Faulconer is a Republican, Newsom is a Democrat. Faulconer is closing out his time as mayor and has considered running for governor in the past.
So I asked him Wednesday afternoon if he’s going to give it a shot in two years, when Newsom’s first term comes to an end.
“I am absolutely considering it,” Faulconer told me. “We need new leadership.”
That’s a steep hill to climb. Faulconer is a centrist in a state whose GOP is so far to the right, nearly 6 million Californians voted for Trump. It’s not clear they’d have the same enthusiasm for a moderate Republican. Then there’s the sizable problem of the lopsided Democratic advantage among the state's registered voters.
But we did have a moderate Republican governor not that long ago in Arnold Schwarzenegger, and it would be nice to see someone hold a mirror up to Democratic leaders in California, who can’t fix the state's housing crisis and can’t figure out a workable plan on homelessness, among a host of other problems.
And then there’s the ridiculously mismanaged payout of unemployment benefits.
Seems like a relatively simple task, especially in the state that invented computers. But it's been chaos, and it’s gone on for months, as thousands of Californians have waited desperately for someone, anyone, to come to the rescue. Does somebody need to host another conference in Hawaii to get legislators interested in finding a fix?

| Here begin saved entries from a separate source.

PR #941, opened 2021-04-23
Create DNSSEC17 (Validate trust from DS to CDS and CDNSKEY)

matsduf:
Also see #938 (PR to create DNSSEC15), #939 (PR to create DNSSEC16) and [New-Test-Cases-for-CDS-CDNSKEY] (a temporary document).

[New-Test-Cases-for-CDS-CDNSKEY]: https://github.com/matsduf/zonemaster/blob/notes-for-new-DNSSEC-test-cases-for-CDS-CDNSKEY/docs/specifications/tests/DNSSEC-TP/New-Test-Cases-for-CDS-CDNSKEY.md

### DIFF
--- a/docs/specifications/tests/DNSSEC-TP/dnssec17.md
+++ b/docs/specifications/tests/DNSSEC-TP/dnssec17.md
@@ -1,0 +1,213 @@
+# DNSSEC17: Validate trust from DS to CDS and CDNSKEY
+
+## Test case identifier
+**DNSSEC17**
+
+## Objective
+
+CDS and CDNSKEY record types are defined in [RFC 7344] and [RFC 8078].
+Both record types are optional in a zone. The objective of this test
+case is to verify that they are there is a correct chain of trust
+from DS, in the parent zone to the CDS and CDNSKEY RRsets
+([RFC 7344][RFC 7344, section 4.1], section 4.1).
+
+This Test case is only relevant if 
+* The *Child Zone* has either CDS or CDNSKEY record or both.
+* The parent zone has a DS RRset for the *Child Zone*.
+
+If a name server has issues covered by [Basic04] (basic name server
+issues) no messages will be outputted from this test case.
+
+It is assumed that the Child Zone has been tested by [DNSSEC15] and
+[DNSSEC16] and that the servers still give the same responses.
+
+## Inputs
+
+* "Child Zone" - The domain name to be tested.
+* "Test Type" - The test type with value "undelegated" or "normal".
+* "Undelegated DS" - The DS record or records submitted (only if
+  Test Type is undelegated).
+
+## Summary
+* If no CDS or CDNSKEY records are found, this test case is not run.
+* If no DS records are found at parent, this test case is not run.
+* [ERROR] message if the CDS RRset is not signed with the DNSKEY that
+  a DS record points at.
+* [ERROR] message if the CDNSKEY RRset is not signed with the DNSKEY
+  that a DS record points at.
+
+## Ordered description of steps to be taken to execute the test case
+
+1.  Create a CDS query with EDNS enabled and the DO bit set for the
+    apex of the *Child Zone*.
+
+2.  Create a CDNSKEY query with EDNS enabled and the DO bit set for
+    the apex of the *Child Zone*.
+
+3.  Create a DNSKEY query with EDNS enabled and the DO bit set for
+    the apex of the *Child Zone*.
+
+4.  Create a DS query with EDNS enabled and DO flag set for the name of
+    the *Child Zone*.
+
+5.  Create the following empty sets:
+    1.  Name server IP address and associated CDS RRset and its RRSIG
+        records ("CDS RRsets"). A name server IP can hold an empty 
+        RRset or no RRSIG records.
+    2.  Name server IP address and associated CDNSKEY RRset and its
+        RRSIG redords ("CDNSKEY RRsets"). A name server IP can hold an
+        empty RRset or no RRSIG records.
+    3.  Name server IP address and associated DNSKEY RRset
+        ("DNSKEY RRsets"). A name server IP can hold an empty RRset.
+    4.  DS record set ("DS Records").
+    5.  Name server IP and DS record key tag ("DS No Match CDS RRSIG").
+    6.  Name server IP and DS record key tag 
+        ("DS No Match CDNSKEY RRSIG").
+
+6. If the *Test Type* is "undelegated, then:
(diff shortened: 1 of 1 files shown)


docs/specifications/tests/DNSSEC-TP/dnssec17.md
```diff
@@ -0,0 +1,213 @@
...
+* "Undelegated DS" - The DS record or records submitted (only if
+  Test Type is undelegated).
+
+## Summary
+* If no CDS or CDNSKEY records are found, this test case is not run.
+* If no DS records are found at parent, this test case is not run.
+* [ERROR] message if the CDS RRset is not signed with the DNSKEY that
+  a DS record points at.
+* [ERROR] message if the CDNSKEY RRset is not signed with the DNSKEY
+  that a DS record points at.
```
ulrichwisser, line 37: not "the DNSKEY" but "a DNSKEY". The DS set can point out more than one key.

docs/specifications/tests/DNSSEC-TP/dnssec17.md
```diff
@@ -0,0 +1,213 @@
...
+       server IP.
+    3. For each DS record in *DS Records* do:
+       1. If the DS record does not point at a DNSKEY record then add
+          name server IP and DS key tag to the 
+          *DS No Match CDNSKEY RRSIG*.
+       2. Else, if the DNSKEY that the DS record points at does not
+          match any RRSIG for CDNSKEY RRset then add name server IP and
+          DS key tag to the *DS No Match CDNSKEY RRSIG*.
+    4. Go to next name server IP address.
+
```
ulrichwisser, line 159: Overall question: How is "match" defined for keys? Only matching alg/keytag or are signatures actually verified?

docs/specifications/tests/DNSSEC-TP/dnssec17.md
matsduf: Yes, but the text is "a DS record points at", so it is per DS record.

matsduf: It is meant to be "the DNSKEY record". I can clarify.

docs/specifications/tests/DNSSEC-TP/dnssec17.md
matsduf: Presently is probably only verifying key tag.

docs/specifications/tests/DNSSEC-TP/dnssec17.md
```diff
@@ -0,0 +1,213 @@
...
+          go to next name server IP.
+       4. Else, if the DNS response contains at least one DNSKEY
+          record in the answer section, then add the name server IP and
+          the CDNSKEY RRset from the answer section to the 
+          *DNSKEY RRsets* set.
+    4. Go to next name server IP.
+
+11. If neither of the *CDS RRsets* and *CDNSKEY RRsets* sets,
+    respectively, has any RRset then terminate this test case.
+
```
ulrichwisser, line 129: If  all *CDS RRsets* and *CDNSKEY RRsets* are empty then terminate this test case.

docs/specifications/tests/DNSSEC-TP/dnssec17.md
ulrichwisser: I think this should be validate.

docs/specifications/tests/DNSSEC-TP/dnssec17.md
```diff
@@ -0,0 +1,213 @@
...
+       server IP.
+    3. For each DS record in *DS Records* do:
+       1. If the DS record does not point at a DNSKEY record then add
+          name server IP and DS key tag to the 
+          *DS No Match CDS RRSIG*.
+       2. Else, if the DNSKEY that the DS record points at does not
+          match any RRSIG for CDS RRset then add name server IP and
+          DS key tag to the *DS No Match CDS RRSIG*.
+    4. Go to next name server IP address.
+
```
ulrichwisser, line 145: This test will create false negatives.
Only one of the DS records has to match the RRSIG, not all.
Same applies below for CDNSKEY.

docs/specifications/tests/DNSSEC-TP/dnssec17.md
matsduf: Will update wording.

docs/specifications/tests/DNSSEC-TP/dnssec17.md
matsduf: > A DS RR SHOULD point to a DNSKEY RR that is present in the child's
> apex DNSKEY RRset, and the child's apex DNSKEY RRset SHOULD be
> signed by the corresponding private key."

https://tools.ietf.org/html/rfc4035#section-2.4

docs/specifications/tests/DNSSEC-TP/dnssec17.md
matsduf: I agree, and that is an improvement that maybe can be included for this release for this test case.

matsduf:
@romu42, @ulrichwisser, @mattias-p and @vlevigneron, please rereview.

docs/specifications/tests/DNSSEC-TP/dnssec17.md
ulrichwisser: Your code tests if all DS records point to an RRSIG.
RFC says "A DS" needs to point to the DNSKEY, sign the dnskey set and the cds set.
Your need to test backwards:
For all RRSIG of the CDS set check that there is an RRSIG with the same key on the dnskey set (from the same server ip) and check that there is a DS that points to the same key.

matsduf: My interpretation is that the CDS RRset should be signed by the private key of every DNSKEY that any DS points to.

ulrichwisser: This test case doesn't test 4035, but https://tools.ietf.org/html/rfc7344#4.1
BTW, I haven't seen a test for continuity.

matsduf: > This test case doesn't test 4035, but https://tools.ietf.org/html/rfc7344#4.1

True, and "with a key" could be interpreted as "with at least one key". I will rework.

> BTW, I haven't seen a test for continuity.

That is part of the proposal for DNSSEC16 and DNSSEC17 in #939.

matsduf:
@ulrichwisser, please re-review after my update.

matsduf:
@romu42, please re-review.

“What’s happening is that the Democratic establishment is failing our state,” Faulconer said. “Where’s the plan for schools to open? Where’s the plan to make sure the power doesn’t shut off when the wind blows? … Homelessness is skyrocketing, and it’s not acceptable to have people live and die on our streets.”
Earlier this year, Faulconer noted, when the state homeless population increased, San Diego’s decreased. He invited me to visit and find out more about his city’s approach, and I’m happy to take him up on the offer.

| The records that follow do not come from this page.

PR #945, opened 2021-05-11
Codify test planning

mattias-p:
## Purpose

In preparation for v2020.2 we decided to update the format of our release testing. We went through with the release roughly according to those plans. Then we had a postmortem meeting where we concluded that the approach we used was a big improvement over how we did things before. This PR aims to codify our conclusions on test planning from that postmortem.

## Scope

I've tried to keep the document light on details focusing on the conclusions we made. I've tried to leave out other details of how we did things. Not because they were bad but because they weren't explicitly highlighted as reasons for success. Also, it should be said that I wrote this document according to my own notes that I made at the time, and that was review by @matsduf without remarks shortly after the meeting.

## Changes

I've added a new test planning phase in the release process. Initially I considered integrating the test planning in the preparation phase, but it doesn't fit there for two reasons. First the preparation phase is defined to optionally take place before the end of development, and second the preparation steps are all performed as pull request but the test planning is performed as a meeting.

### DIFF
--- a/docs/internal-documentation/maintenance/ReleaseProcess-test-planning.md
+++ b/docs/internal-documentation/maintenance/ReleaseProcess-test-planning.md
@@ -7,7 +7,7 @@ This gives us greater faith in our releases.
 
 ## Release testing start up-meeting
 
-1. Compile a list of all pull requests with user-facing changes.
+1. Compile a list of all pull requests that should be tested.
 
 2. For each test item, discuss how it could and should be tested.
    Make sure there is a heading titled "How to test this PR" in the pull request
--- a/docs/internal-documentation/maintenance/ReleaseProcess-test-planning.md
+++ b/docs/internal-documentation/maintenance/ReleaseProcess-test-planning.md
@@ -1,0 +1,18 @@
+Release process - Test Planning
+===============================
+
+The purpose of test planning is to raise the quality by making the release
+testing more structured, getting better coverage and finding more bugs.
+This gives us greater faith in our releases.
+
+## Release testing start up-meeting
+
+1. Compile a list of all pull requests with user-facing changes.
+
+2. For each test item, discuss how it could and should be tested.
+   Make sure there is a heading titled "How to test this PR" in the pull request
+   description.
+   Add/update notes under this heading to reflect the conclusions made.
+
+3. Discuss prioritization of the test items and who should test what.
+   Note down all the conclusions.
--- a/docs/internal-documentation/maintenance/ReleaseProcess-test-planning.md
+++ b/docs/internal-documentation/maintenance/ReleaseProcess-test-planning.md
@@ -12,6 +12,7 @@ This gives us greater faith in our releases.
 2. For each test item, discuss how it could and should be tested.
    Make sure there is a heading titled "How to test this PR" in the pull request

But I want to get back to the virus, because Faulconer’s issues with the governor go beyond his trip to the French Laundry restaurant in Napa Valley. Residents and business owners have been confused by mixed messages about what they can and can’t do, about how long some businesses will be open and how long it’ll be before they’re closed yet again, Faulconer said.
Newsom and state leaders are “failing because of the constant changing of the rules…. People are angry and want to know that we’re following a clear set of objectives,” Faulconer said. “I’ve been very vocal that we have to keep people safe and we have to do everything in terms of masking and social distancing, but people are at their wits' end.”
To be fair, that is the nature of a pandemic. It makes sense to adjust the rules, depending on surge levels, to protect lives.
But that’s why Newsom’s lapse is so egregious, especially as the number of cases and the fears of a greater shutdown are on the rise. He put all of us at greater risk because Californians who have refused to wear masks and resisted COVID-19 restrictions are only going to be more emboldened by his hypocritical messaging, as evidenced by those who showed up at this week’s Orange County Board of Supervisors meeting and lashed out at Newsom.
I don’t care how good Newsom’s dinner might have been.
It wasn’t worth it, and the whole state got indigestion.